◆ What this task involves: Which of the lines below holds the string "Rust"? Copy every line that does.

◆ Data in this exercise:
PR #936, opened 2020-06-03
Add minimal language bindings for C#

Dexterp37:
This PR sets up the language binding structure and provides a minimal API surface to use them.

It additionally commits a sample application to test the bindings.

The plan:

- attempt to merge this PR, keeping followin PRs small and focused;
- mockup most of the system;
- scale up with other devs after the first metric type is merged.

Things it does:

- Picks the `glean_ffi.dll` and allows to call glean-core functions;
- Defines the project structure;
- Initializes Glean and wires up Rust logging.
- Adds a sample c# application that uses nuGet to consume the library.

This PR will **NOT** cover:

- adding a proper logging system;
- adding a new metric type;
- initialize core metrics;
- properly initialize Glean;
- add test coverage for the basic functionalities;
- make sure it picks the right dll on macos

### DIFF
--- a/glean-core/csharp/csharp/Dispatchers.cs
+++ b/glean-core/csharp/csharp/Dispatchers.cs
@@ -1,0 +1,26 @@
+﻿// This Source Code Form is subject to the terms of the Mozilla Public
+// License, v. 2.0. If a copy of the MPL was not distributed with this
+// file, You can obtain one at http://mozilla.org/MPL/2.0/.
+
+using System;
+
+namespace Mozilla.Glean
+{
+    internal class Dispatchers
+    {
+        internal static void AssertInTestingMode()
+        {
+
+        }
+
+        internal static void LaunchAPI(Action action)
+        {
+            action();
+        }
+
+        internal static void FlushQueuedInitialTasks()
+        {
+
+        }
+    }
+}
--- a/glean-core/csharp/csharp/Glean.cs
+++ b/glean-core/csharp/csharp/Glean.cs
@@ -1,0 +1,176 @@
+﻿// This Source Code Form is subject to the terms of the Mozilla Public
+// License, v. 2.0. If a copy of the MPL was not distributed with this
+// file, You can obtain one at http://mozilla.org/MPL/2.0/.
+
+using Mozilla.Glean.FFI;
+using System;
+
+namespace Mozilla.Glean
+{
+    /// <summary>
+    /// The Glean Gneral API.
+    /// </summary>
+    public sealed class Glean
+    {
+        // Initialize the singleton using the `Lazy` facilities.
+        private static readonly Lazy<Glean>
+          lazy = new Lazy<Glean>(() => new Glean());
+        public static Glean GleanInstance => lazy.Value;
+
+        private Glean()
+        {
+            // Private constructor to disallow instantiation since
+            // this is meant to be a singleton. It only wires up the
+            // glean-core logging on the Rust side.
+            LibGleanFFI.glean_enable_logging();
+        }
+
+        /// <summary>
+        /// Initialize the Glean SDK.
+        /// 
+        /// This should only be initialized once by the application, and not by
+        /// libraries using the Glean SDK. A message is logged to error and no
+        /// changes are made to the state if initialize is called a more than
+        /// once.
+        /// 
+        /// This method must be called from the main thread.
+        /// </summary>
+        /// <param name="applicationId">The application id to use when sending pings.</param>
+        /// <param name="applicationVersion">The version of the application sending
+        /// Glean data.</param>
+        /// <param name="uploadEnabled">A `bool` that determines whether telemetry is enabled.
+        /// If disabled, all persisted metrics, events and queued pings (except first_run_date)
+        /// are cleared.</param>
+        /// <param name="configuration">A Glean `Configuration` object with global settings</param>
+        /// <param name="dataDir">The path to the Glean data directory.If not provided, uses
+        /// a temporary directory.</param>
+        public void Initialize(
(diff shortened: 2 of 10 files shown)


glean-core/csharp/csharp/Glean.cs
```diff
@@ -0,0 +1,177 @@
...
+using Mozilla.Glean.FFI;
+using System;
+using System.IO;
+
+namespace Mozilla.Glean
+{
+    /// <summary>
+    /// The Glean Gneral API.
+    /// </summary>
+    public class Glean
```
travis79, line 14: Let's make this `sealed` also to prevent it from being inherited from.

glean-core/csharp/csharp/Glean.cs
```diff
@@ -0,0 +1,177 @@
...
+        /// <summary>
+        /// Initialize the Glean SDK.
+        /// 
+        /// This should only be initialized once by the application, and not by
+        /// libraries using the Glean SDK. A message is logged to error and no
+        /// changes are made to the state if initialize is called a more than
+        /// once.
+        /// 
+        /// A LifecycleObserver will be added to send pings when the application goes
+        /// into foreground and background.
```
travis79, line 38: I realize this is a rough framework, but since we don't know this yet, maybe it's a good idea to remove this now before it gets left behind, or maybe update it with a TODO or something?

glean-core/csharp/csharp/LibGleanFFI.cs
```diff
@@ -0,0 +1,43 @@
+﻿// This Source Code Form is subject to the terms of the Mozilla Public
+// License, v. 2.0. If a copy of the MPL was not distributed with this
+// file, You can obtain one at http://mozilla.org/MPL/2.0/.
+
+using System;
+using System.Runtime.InteropServices;
```
travis79, line 6: Oh the "fun" to be had with this :D

glean-core/csharp/csharp/Glean.cs
Dexterp37: Good point!

glean-core/csharp/csharp/LibGleanFFI.cs
```diff
@@ -0,0 +1,65 @@
...
+using System.Text;
+
+namespace Mozilla.Glean.FFI
+{
+    static class LibGleanFFI
```
daoshengmu, line 11: We should add `sealed ` here.

glean-core/csharp/csharp/Dispatchers.cs
```diff
@@ -0,0 +1,21 @@
+﻿// This Source Code Form is subject to the terms of the Mozilla Public
+// License, v. 2.0. If a copy of the MPL was not distributed with this
+// file, You can obtain one at http://mozilla.org/MPL/2.0/.
+
+using System;
+using System.Collections.Generic;
+using System.Text;
```
daoshengmu, line 7: You don't need using `System.Text`  and `System.Collections.Generic`

glean-core/csharp/csharp/Glean.csproj
```diff
@@ -0,0 +1,23 @@
...
+    <RepositoryUrl>https://github.com/mozilla/glean</RepositoryUrl>
+    <Description>The Glean SDK is a modern approach for a telemetry library by Mozilla.</Description>
+    <Version>0.0.1</Version>
+    <RootNamespace>Mozilla.Glean</RootNamespace>
+  </PropertyGroup>
+
+  <ItemGroup>
+    <!-- Make sure to pack the glean-core DLL in the final package -->
+    <!-- TODO: pick the appropriate DLL depending on the target -->
+    <Content Include="../../../target/debug/glean_ffi.dll">
```
daoshengmu, line 16: My `glean_ffi.dll` can't be added via glean/Dependencies/Add Reference. I was thinking they only allow to import the dll is written by C#.

glean-core/csharp/csharp/LibGleanFFI.cs
Dexterp37: Unfortunately, we can't have both `static` and `sealed` on the same class. However, this was clearly lacking the `internal`, so I added it! Good catch!

glean-core/csharp/csharp/Dispatchers.cs
Dexterp37: Good point. Finalizing this will be part of [a separate bug](https://bugzilla.mozilla.org/show_bug.cgi?id=1643011).

glean-core/csharp/csharp/Glean.csproj
Dexterp37: What do you mean?

daoshengmu: I guess <Pack> and <PackagePath> are hand-writing by yourself because I can't find a way to add them in MSVC. I think adding them looks right to me because we will pack them into NuGet package for sure.

Besides that, using `$(ProjectDir)` predefined macros of VS here would be more standard when including external files.

daoshengmu:
One thing makes me interested is I saw your source code are put at `glean-core/csharp/csharp/xxx.cs`. Is this path with two `csharp` is what you want?

glean-core/csharp/csharp/Glean.csproj
Dexterp37: Yes, this will be solved in an upcoming PR.

Dexterp37: I see. I will take care of this in [this bug](https://bugzilla.mozilla.org/show_bug.cgi?id=1643564).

◆ Exercise result:
- Initializes Glean and wires up Rust logging.
+            // glean-core logging on the Rust side.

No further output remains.